Open minad opened 1 year ago

minad commented 1 year ago

Hey,

this is a nice project. I had also thought before about creating an elisp runtime from scratch. One idea I had was to move as much as possible to Elisp, since Elisp is the substrate which ultimately makes Emacs hackable. The interpreter could be a metacircular interpreter written in Elisp itself (eval.c but in Elisp). The one needs a compiler which turns Elisp into native code, either precompiled or jit (cranelift?). In order to bootstrap one could use Emacs itself to produce a compiled version of the Elisp interpreter. The part in Rust would be as minimal as possible, only GC, basic primitives and maybe some higher level functions of critical for performance. Did you also consider such an approach?

CeleritasCelery commented 1 year ago

I think that is a great idea! I have fallen in love with the idea that emacs should be emacs lisp. I even talk a little about that here. I think especially if you can make the runtime fast, you have an opportunity to move code from core into elisp.

The hard part of doing that is bootstrapping. You need something to run your meta-circular interpreter on the actual hardware. You mention one option of using a previous version of Emacs to compile the interpreter, and I think that has a lot of merit. I would love to have Emacs lisp all the way down, at least as far as it can go. Just the runtime and a jit. If the jit was good enough you could even move most of the runtime (interpreter, jit compiler) into lisp.

minad commented 1 year ago

Yes, one could at least move most of the compiler to Elisp. But for the final lowering it may make sense to rely on gcc, llvm or cranelift. I would get rid of the bytecode compiler completely and go from closure conversion directly to SSA.

minad commented 1 year ago

I hadn't watched Tom Tromey's talk before, but I've seen that he had a similar native compilation project. For me the trend to move slow parts into C feels wrong. Instead we should improve or implement a better compiler and move functions out of C. (One still needs many low level primitives written in C or Rust.)
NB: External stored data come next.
PR #253, opened 2020-12-17
test: fix flaky configx tests

zepatrik:
## Related issue
CI failing all the time

## Proposed Change

A propagated change is now signaled by a channel instead of a wait group. This results in the test blocking until the change propagates, but subsequent events are ignored. They appeared until now because the cleanup of files and closing of the fsnotify watcher were racy.

### DIFF
--- a/.circleci/config.yml
+++ b/.circleci/config.yml
@@ -2,7 +2,7 @@ version: 2.1
 
 orbs:
   nancy: ory/nancy@0.0.9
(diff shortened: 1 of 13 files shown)


zepatrik:
Please note that I ignored all of the newly reported gosec issues. We have to either fix them in a separate PR or think about a solution and fix it here.

aeneasr (approved):

PR #263, opened 2021-01-20
chore: use interfaces instead of testing types

zepatrik:
## Proposed changes

Using `testing.TB` allows to pass either `*testing.T` or `*testing.B`. Using `require.TestingT` will even allow wrapping the original testing struct to allow e.g. concurrent `FailNow()`. We should use the least restricting type possible from now on.


zepatrik:
I assume more changes will come, therefore the draft PR.

PR #186, opened 2023-09-05
feat: added a reliable flooder

h4ck3rk3y:


args.json
```diff
@@ -0,0 +1,10 @@
+{
```
h4ck3rk3y, line 1: remove this before merge!!!!

src/mev_custom_flood/sender.py
```diff
@@ -0,0 +1,52 @@
...
+        time.sleep(3)
+        
+        w3.middleware_onion.add(construct_sign_and_send_raw_middleware(sender_account))
+
+        tx_hash = w3.eth.send_transaction({
+            "from": sender_account.address,
+            "value": 0x9184,
+            "to": receiver,
+            "data": "0xabcd",
+            "gasPrice": "0x9184e7",
```
parithosh, line 42: Any reason to not use the estimate gas call? that would ensure your tx uses the appropriate gas and leads to more predictable transactions

src/mev_custom_flood/sender.py
```diff
@@ -0,0 +1,52 @@
...
+logging.basicConfig(filename="/tmp/sender.log",
+                    filemode='a',
+                    format='%(asctime)s,%(msecs)d %(name)s %(levelname)s %(message)s',
+                    datefmt='%H:%M:%S',
+                    level=logging.DEBUG)
+
+
+def flood():
+    # this is the last prefunded address
+    sender = os.getenv("SENDER_PRIVATE_KEY", "17fdf89989597e8bcac6cdfcc001b6241c64cece2c358ffc818b72ca70f5e1ce")
```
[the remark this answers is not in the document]
h4ck3rk3y: @parithosh I take your point regarding private key usage but I don't want to leave a comment on eth-network-package about eth2-package, as eth-network-package shouldn't ideally have knowledge about its consumer

what I can do is in the README of eth2-package add a table showing current keys used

CeleritasCelery commented 1 year ago

I would get rid of the bytecode compiler completely and go from closure conversion directly to SSA.

That is kinda how the native comp works now. It just uses the elisp compiler to generate LIMPLE (SSA) and sends that to libgccjit. They don't use the bytecompiler VM at all.
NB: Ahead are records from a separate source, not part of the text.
PR #188, opened 2023-09-08
feat: pass slots per epoch to mev-boost-relay

h4ck3rk3y:


src/mev_relay/mev_relay_launcher.star
```diff
@@ -17,7 +17,7 @@ NETWORK_ID_TO_NAME = {
 	"3":        "ropsten",
 }
 
-def launch_mev_relay(plan, mev_params, network_id, beacon_uris, validator_root, builder_uri, seconds_per_slot):
+def launch_mev_relay(plan, mev_params, network_id, beacon_uris, validator_root, builder_uri, seconds_per_slot, slots_per_epoch = 32):
```
barnabasbusa, line 20: any reason you set this to 32? 
32 is the default.

h4ck3rk3y: i set this to 32 here so that if there are any consumers of the package they don't get a breaking change and this continues to work for them

barnabasbusa (approved):

PR #192, opened 2023-09-12
refactor: call down to eth-network input parser

### LINKED ISSUE #161: dedupe parsing between eth2-package and eth-network-package
perhaps eth2 can just call down to eth-network?

leoporoli:
Fix #161


src/package_io/parse_input.star
```diff
@@ -164,61 +76,6 @@ def parse_input(plan, input_args):
 		mev_type=result["mev_type"],
 	), result
 
-def get_client_log_level_or_default(participant_log_level, global_log_level, client_log_levels):
```
leoporoli, line 167: this method is not used inside the package

PR #206, opened 2023-09-19
ci: support arm64

h4ck3rk3y:
this image is built on both amd64 and arm64, unlike the original. Will replace with something built & maintained by EthPandaOps @parithosh @barnabasbusa 

This should unblock Guillaume from EF


h4ck3rk3y:
^ will look at this tomorrow

leeederek (approved):
Good to me, so long as checks pass

PR #209, opened 2023-09-20
feat: add generic prometheus endpoints

cbermudez97:
- feat: add execution and additional metrics jobs to prometheus service
- feat: add beacon metrics gazer to prometheus
- fix: ignore not defined metrics info


src/prometheus/prometheus_launcher.star
```diff
@@ -64,7 +65,74 @@ def get_config(config_files_artifact_name):
...
+	labels,
+	scrape_interval = "",
+):
 	return {
-		"CLNodesMetricsInfo": cl_nodes_metrics_info
+		"Name": job_name,
+		"Endpoint": endpoint,
+		"MetricsPath": metrics_path,
+		"Labels": labels,
+		"ScrapeInterval": scrape_interval,
```
h4ck3rk3y, line 137: does setting ScrapeInterval to "" work? Or should we set it to a reasonable default?

h4ck3rk3y: Say 15s like below

static_files/prometheus-config/prometheus.yml.tmpl
```diff
@@ -1,16 +1,15 @@
...
-       - targets: ['{{ $clNode.url }}']
-   {{ end }}
-   - job_name: 'beacon-metrics-gazer'
-     metrics_path: '/metrics'
-     static_configs:
-      - targets: ['beacon-metrics-gazer:8080']
+  {{- range $job := .MetricsJobs }}
+  - job_name: "{{ $job.Name }}"
+    metrics_path: "{{ $job.MetricsPath }}"
+    {{- if $job.ScrapeInterval }}
```
h4ck3rk3y, line 7: oh you test if its non ""

h4ck3rk3y (approved):
LGTM thanks for contributing

1. Do we have Grafana dashboards for the EL metrics?
2. Have you tested if Grafana works properly for CL clients

src/prometheus/prometheus_launcher.star
cbermudez97: Its ignored inside the template if empty. In those cases uses default 15s. I guess adding 15s on default is fine too.

main.star
```diff
@@ -287,25 +294,28 @@ def run(plan, args={}):
             )
             plan.print("Succesfully light-beaconchain-explorer")
         elif additional_service == "prometheus_grafana":
```
h4ck3rk3y, line 296: ah i see there's an ordering issue - can we do the following; remove this if condition completely from inside the loop

and do something like this at the end; perhaps we could also add an `or

```
if "prometheus_grafana" in args_with_defaults.additional_services or "beacon_metrics_gazer" in args_with_defaults.additional_services:
     launch_it_like_we_do
```

h4ck3rk3y (approved):

main.star
```diff
@@ -83,6 +83,7 @@ def run(plan, args={}):
     prometheus_config_template = read_file(
         static_files.PROMETHEUS_CONFIG_TEMPLATE_FILEPATH
     )
+    prometheus_additional_metrics_jobs = []
```
h4ck3rk3y, line 86: temporarily adding a blocking comment while i am cleaning up the repo

main.star
cbermudez97: Okay, as you suggested, I will remove the condition and add the check only at the end. I think there is no need to add the `or` part since Prometheus can run independently of the `beacon_metrics_gazer`.

main.star
```diff
@@ -283,12 +285,17 @@ def run(plan, args={}):
...
+            beacon_metrics_gazer_prometheus_metrics_job = (
+                beacon_metrics_gazer.launch_beacon_metrics_gazer(
+                    plan,
+                    beacon_metrics_gazer_config_template,
+                    all_cl_client_contexts,
+                    args_with_right_defaults.participants,
+                    network_params,
+                )
+            )
+            prometheus_additional_metrics_jobs.append(
```
h4ck3rk3y, line 297: should we set `launch_prometheus_grafana` to true here as well? is this useful otherwise

h4ck3rk3y (approved):

PR #219, opened 2023-09-21
fix: rename light-beaconchain-explorer to dora-the-explorer

pk910:
The lightweight beaconchain explorer was renamed to `Dora the Explorer` (or just `Dora`).
This PR renames all explorer related variables & references accordingly.

PR #243, opened 2023-09-28
fix: rename light-beaconchain-explorer to dora-the-explorer & change db location

pk910:
The lightweight beaconchain explorer was renamed to `dora` (Dora the Explorer).
This PR renames all explorer related variables & references accordingly.

I've also changed the explorer db path to a local file instead of the `:memory:` placeholder.
The in-memory database caused issues as the content is being wiped when all db connections are being closed.
I've just used `/dora-database.sqlite` as path. Maybe some of you can give feedback if that's the right location for it :)

Replacement for #219, as the renaming has been reworked in a new branch


static_files/dora-config/config.yaml.tmpl
```diff
@@ -41,31 +37,27 @@ beaconapi:
       archive: true
 {{- end }}
   # local cache for page models
-  localCacheSize: 100 # 100MB
+  localCacheSize: 10 # 10MB
```
h4ck3rk3y, line 40: not sure what this is used for but is reducing this alright?

h4ck3rk3y (approved):

static_files/dora-config/config.yaml.tmpl
pk910: yea, the cache is used to preserve page models.
I've set it to a high limit to handle public testnet scenarios (so with probably hundreds of uses using the explorer at the same time)

but for a local only testnet 100MB is quite high, so I've reduced it to 10MB which is still enough to cache hundreds of page models :)
Lower cache does not really affect the explorer functionality. Page processing is quite fast, even with the localCache disabled at all (debug mode)

PR #257, opened 2023-10-02
refactor: using local relative locators instead of absolute

leoporoli:


h4ck3rk3y (approved):
trusting that these are all the replacements!

PR #261, opened 2023-10-04
fix: set MEV image to 0.26.0 and complain if capella is zero with MEV set to full

h4ck3rk3y:


.circleci/tests/mev.json
```diff
@@ -4,6 +4,7 @@
         "launch_custom_flood": true
     },
     "network_params": {
-        "seconds_per_slot": 3
+        "seconds_per_slot": 3,
```
h4ck3rk3y, line 7: THIS IS A BLOCKER FROM MERGE

This PR is just a discussion

barnabasbusa (approved):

However with a JIT you would need the ability to instrument the code as it was running. You could do that in an interpreter (though probably not an elisp one), but I think it would be a lot easier to instrument bytecode because the format is simpler then an AST.
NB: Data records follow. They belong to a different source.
PR #267, opened 2023-10-05
feat: Mev Deneb

avalonche:
using deneb images for testing kurtosis flow. 

Seeing blocks coming through proposed through the relay ~epoch 5. This does not support custom slot time.

### DIFF
--- a/network_params.json
+++ b/network_params.json
@@ -2,11 +2,11 @@
 	"participants": [
 		{
 			"el_client_type": "geth",
-			"el_client_image": "ethereum/client-go:latest",
+			"el_client_image": "ethpandaops/geth:lightclient-devnet-9-ae44519",
 			"el_client_log_level": "",
 			"el_extra_params": [],
 			"cl_client_type": "lighthouse",
-			"cl_client_image": "sigp/lighthouse:latest",
+			"cl_client_image": "ethpandaops/lighthouse:deneb-free-blobs-57edc0f",
 			"cl_client_log_level": "",
 			"beacon_extra_params": [],
 			"validator_extra_params": [],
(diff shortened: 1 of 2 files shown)


network_params.json
```diff
@@ -2,11 +2,11 @@
 	"participants": [
 		{
 			"el_client_type": "geth",
-			"el_client_image": "ethereum/client-go:latest",
+			"el_client_image": "ethpandaops/geth:lightclient-devnet-9-ae44519",
```
barnabasbusa, line 5: There is no need to override the defaults.

src/package_io/parse_input.star
```diff
@@ -1,5 +1,5 @@
 DEFAULT_EL_IMAGES = {
-    "geth": "ethereum/client-go:latest",
+    "geth": "ethpandaops/geth:lightclient-devnet-9-ae44519",
```
barnabasbusa, line 2: Same as the comment above.

src/package_io/parse_input.star
```diff
@@ -447,7 +448,7 @@ def enrich_mev_extra_params(parsed_arguments_dict, mev_prefix, mev_port, mev_typ
                 "el_client_image": parsed_arguments_dict["mev_params"][
                     "mev_builder_image"
                 ],
-                "cl_client_image": "sigp/lighthouse",
+                "cl_client_image": "ethpandaops/lighthouse:deneb-free-blobs-57edc0f",
```
barnabasbusa, line 451: We have now introduced a flag for `mev_builder_cl_image` so you can also override this.

barnabasbusa:
All the mev related images can be overritten in the local config file.

PR #275, opened 2023-10-08
feat: Adding 4788 deployment

parithosh:


src/mev_custom_flood/mev_custom_flood_launcher.star
```diff
@@ -1,12 +1,12 @@
 PYTHON_IMAGE = "python:3.11-alpine"
-CUSTOM_FLOOD_SREVICE_NAME = "mev-custom-flood"
+CUSTOM_FLOOD_SERVICE_NAME = "mev-custom-flood"
```
h4ck3rk3y, line 2: thanks!

src/eip4788_deployment/eip4788_deployment_launcher.star
```diff
@@ -0,0 +1,32 @@
+PYTHON_IMAGE = "python:3.11-alpine"
+EIP4788_DEPLOYMENT_SERVICE_NAME = "eip4788-contract-deployment"
+
+
+def deploy_eip4788_contract_in_background(plan, sender_key, receiver_key, el_uri):
```
h4ck3rk3y, line 5: I wonder if this can be extracted to something common between this and `sender.py`;

h4ck3rk3y: second thought, this script exit while the other script keeps running; maybe we can make the cmd

```
cmd=["/bin/sh", "-c", "pip install web3 && /tmp/sender.py"],
```

this will STOP the container when the script exits; the previous one needs the fancy no hup and such as that needs to keep running infinitely

main.star
```diff
@@ -95,6 +97,18 @@ def run(plan, args={}):
...
 
+    plan.print("Launching 4788 contract deployer")
+    if network_params.deneb_fork_epoch != 0:
+        el_uri = "http://{0}:{1}".format(
+            all_el_client_contexts[0].ip_addr, all_el_client_contexts[0].rpc_port_num
+        )
+        eip4788_deployment_module.deploy_eip4788_contract_in_background(
+            plan,
+            genesis_constants.PRE_FUNDED_ACCOUNTS[5].private_key,
+            "0x0B799C86a49DEeb90402691F1041aa3AF2d3C875",
```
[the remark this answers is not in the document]
parithosh: Its a presigned deterministic deployment address, you can never change it for the 4788 contract :)

src/eip4788_deployment/eip4788_deployment_launcher.star
parithosh: fixed, have a look

main.star
```diff
@@ -95,6 +97,18 @@ def run(plan, args={}):
         all_el_client_contexts.append(participant.el_client_context)
         all_cl_client_contexts.append(participant.cl_client_context)
 
+    plan.print("Launching 4788 contract deployer")
```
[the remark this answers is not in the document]
parithosh: fixed

main.star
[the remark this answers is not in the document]
parithosh: and the deployment is hardcoded in clients as well, so changing it will be a whole drama anyway

src/eip4788_deployment/eip4788_deployment_launcher.star
parithosh: tried it out, this approach blocks the exec phase until the contract deployment is done - which cannot happen until the chain has started. I'd prefer spinning it up and letting kurtosis' plan/exec phase finish and the deployment happens later on.

main.star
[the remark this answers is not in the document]
h4ck3rk3y: Oh i mean, take the "0x0B799C86a49DEeb90402691F1041aa3AF2d3C875" out and in a variable called "DEPLOYMENT_ADDRESS" on top and use that here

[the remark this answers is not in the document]
h4ck3rk3y: or if its not changeable at all, maybe it should be hardcoded in the `sender.py`

src/eip4788_deployment/eip4788_deployment_launcher.star
h4ck3rk3y: oh alright, makes sense to me.

h4ck3rk3y, line 5: perhaps this can be pulled out in a `run_python_script_in_background` method that gets shared between this and `mev_custom_flood`; don't have to do it right now but maybe worth trackign a TODO

parithosh: just more co-reuse. i'd toss a TODO for now and leave it at that

main.star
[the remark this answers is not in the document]
parithosh: fixed by removing receiver address

src/eip4788_deployment/eip4788_deployment_launcher.star
parithosh: issue here: https://github.com/kurtosis-tech/ethereum-package/issues/287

minad commented 1 year ago

That is kinda how the native comp works now. It just uses the elisp compiler to generate LIMPLE (SSA) and sends that to libgccjit. They don't use the bytecompiler VM at all.

No, nativecomp uses the bytecode as IR afaik.

Instrumentation is necessary for advices, but they only occur for function calls. One needs a special dynamic calling convention, but this certainly hurts optimization.